How could Lucas know this? How did he discover, through pure intuition, that this gesture had been made by the very first human beings? Some are convinced that Paco Ojeda’s hypnotic power over animals is a legacy from his previous lives when he himself was a bull! This begs the question: was the artist in the caves of Lascaux 10,000 years ago?
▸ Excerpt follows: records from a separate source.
PR #434, opened 2017-09-14
Update synapse to use pytest as the testrunner over nose

vEpiphyte:
this applies for CI and local coverage support.

### DIFF
--- a/synapse/tests/common.py
+++ b/synapse/tests/common.py
@@ -31,13 +31,13 @@ class TooFewEvents(Exception): pass
 
 # Py2/3 SSL Exception Compat
 if s_compat.version >= (3, 0, 0):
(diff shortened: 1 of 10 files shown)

Whatever the truth, Lucas learnt to become an artist in the studio of Jean Denys Maillard, the portrait artist of kings and the celebrities of this world. The gift that allows him to capture the physical resemblances and psychological truths of his subjects was able to thrive in an atmosphere that was closer to the great traditional art forms than to contemporary art. Gradually, however, he would break away from this type of art to assert his personality and vision of the world. He would adhere to a different set of ascetics, creating a world where he would forget the colours of his first artistic period. For years, he would work with the different shades of blue with greater austerity, rigour and intensity.
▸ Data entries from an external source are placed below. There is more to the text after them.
PR #436, opened 2017-09-19
permissions / triggers added

invisig0th:


synapse/cores/common.py
```diff
@@ -350,6 +497,377 @@ def revModlVers(self, name, vers, func):
...
+            self._bumpAuthUser(user)
+
+    def delRoleRule(self, role, indx):
+        '''
+        Delete a rule at index for the given role.
+
+        Args:
+            role (str): The role name
+            indx (int): The index of the rule to remove
+
```
vEpiphyte: Note - this is not thread-safe.

synapse/cores/common.py
```diff
@@ -350,6 +497,377 @@ def revModlVers(self, name, vers, func):
...
+        auth['rules'] = rules
+
+        self._bumpAuthUser(user)
+        self._syncUserAuth(user, auth)
+
+    def addRoleRule(self, role, rule, indx=None):
+        '''
+        Add a rule tuple for the given role (optionally at index).
+
+        Args:
```
vEpiphyte: note - not thread safe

In 1986, he added a patch of red to his paintings. What may have seemed at the time like an artificial gesture aimed at visual impact would in fact turn out to be a premonition. Lucas was developing a whole new language.
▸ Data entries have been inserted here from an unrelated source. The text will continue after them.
PR #438, opened 2017-09-19
Add PropValuDatatype. 

vEpiphyte:
Update XREFs to be better Synapse citizens. No more left-hand data!

Add refs() support for propvalu, supports using xrefs data types right away!

Add generic xref form migration function.  This will migrate all loaded xref form types when the syn migration is run.

### DIFF
--- a/synapse/lib/types.py
+++ b/synapse/lib/types.py
@@ -454,36 +454,41 @@ class XrefType(DataType):
 
     def _norm_str(self, text, oldval=None):
 
-        if len(text) == 32 and text.find('|') == -1:
+        if len(text) == 32 and text.find('=') == -1:
             return self.tlib.getTypeNorm('guid', text)
 
-        # FIXME full logical / quoted split
-        parts = text.split('|')
-        return self._norm_list(parts)
+        vals, off = s_syntax.parse_list(text)
+
+        if off != len(text):
+            self._raiseBadValu(text, off=off, vals=vals,
+                               mesg='List parting for comp type did not consume all of the input text.')
+
+        return self._norm_list(vals)
 
     def _norm_list(self, valu, oldval=None):
 
-        if len(valu) != 3:
-            self._raiseBadValu(valu, mesg='xref type requires 3 fields')
+        if len(valu) != 2:
+            self._raiseBadValu(valu, mesg='xref type requires 2 fields')
 
-        valu, tstr, tval = valu
+        valu, pvval = valu
+
+        pvval, pvsub = self.tlib.getTypeNorm('propvalu', pvval)
+
+        tstr, tval = pvval.split('=', 1)
 
         valu, vsub = self.tlib.getTypeNorm(self._sorc_type, valu)
         tval, tsub = self.tlib.getTypeNorm(tstr, tval)
 
         iden = s_common.guid((valu, tstr, tval))
 
-        pvval, pvsub = self.tlib.getTypeNorm('propvalu', [tstr, tval])
-
         subs = {
             self._sorc_name: valu,
-            'xtype': tstr,
             'xref': pvval,
         }
 
-        for subtyp in ['intval', 'strval']:
-            if subtyp in pvsub:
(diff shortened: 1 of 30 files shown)


synapse/lib/types.py
```diff
@@ -353,14 +353,15 @@ def _norm_str(self, text, oldval=None):
...
-            self._raiseBadValu(text)
+            self._raiseBadValu(text, mesg='No text left after strip().')
 
         if text[0] != '(':
             return self.tlib.getTypeNorm('guid', text)
 
         vals, off = s_syntax.parse_list(text)
         if off != len(text):
-            self._raiseBadValu(text)
+            self._raiseBadValu(text, off=off, vals=vals,
```
vertexmc: These additional error message strings are really helpful

synapse/lib/types.py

Having stubbornly refused to exhibit until now – he was waiting for his ‘opus magnum’ – he provides us with a complete and extensive collection of artwork at the Fondation Veranneman in Belgium which combines his artistic journey and real-life experience.
Allowing men – in this case bullfighters who have transformed their life into a vocation – to take ownership of part of the canvass has opened up whole new graphic issues as well as new horizons for turn of the century art.
Henri Perrier
Exhibition curator
“… In 1986, he added a patch of red to his paintings. What may have seemed at the time like an artificial gesture aimed at visual impact would in fact turn out to be a premonition. Lucas was developing a whole new language…”
Henry Périer
Lucas in front of his chapel at Château de Cambous
In the darkness surrounding me until now, a dot shines on the horizon and the path leading to it already lights up my life. Sometimes, I even think it is divine intervention because, after all, this strange idea came to me in the chapel where I live and work.
And the wounded bird I took in was the same colour as the stained glass windows when sunlight shines through them.
The bird has flown off in search of its distant country, but did it leave me this message? Whose divine hand put it across my path?
Life is full of enigma – what seems obscure today becomes clear tomorrow and, God willing, one day I will know why.
The entire composition of my paintings is dictated by geometrical shapes. On each painting, I will leave a blank space – a square, triangle or other geometrical shape – to mark the vital and focal point of the painting.
I will ask exceptional people to paint on this blank space with ‘blood’ and write their name next to mine.
What captivates and enthrals me about this idea is that for the first time, someone other than the artist will play as significant a part in the creative process, adding the final touch without which the canvas would remain incomplete. In art, the idea and philosophical discourse surrounding the idea count as much as the work of art itself.
This tiny painted part of the canvas will form the heart and soul of the painting. It will also stand out from the main composition to become a work of art in its own right.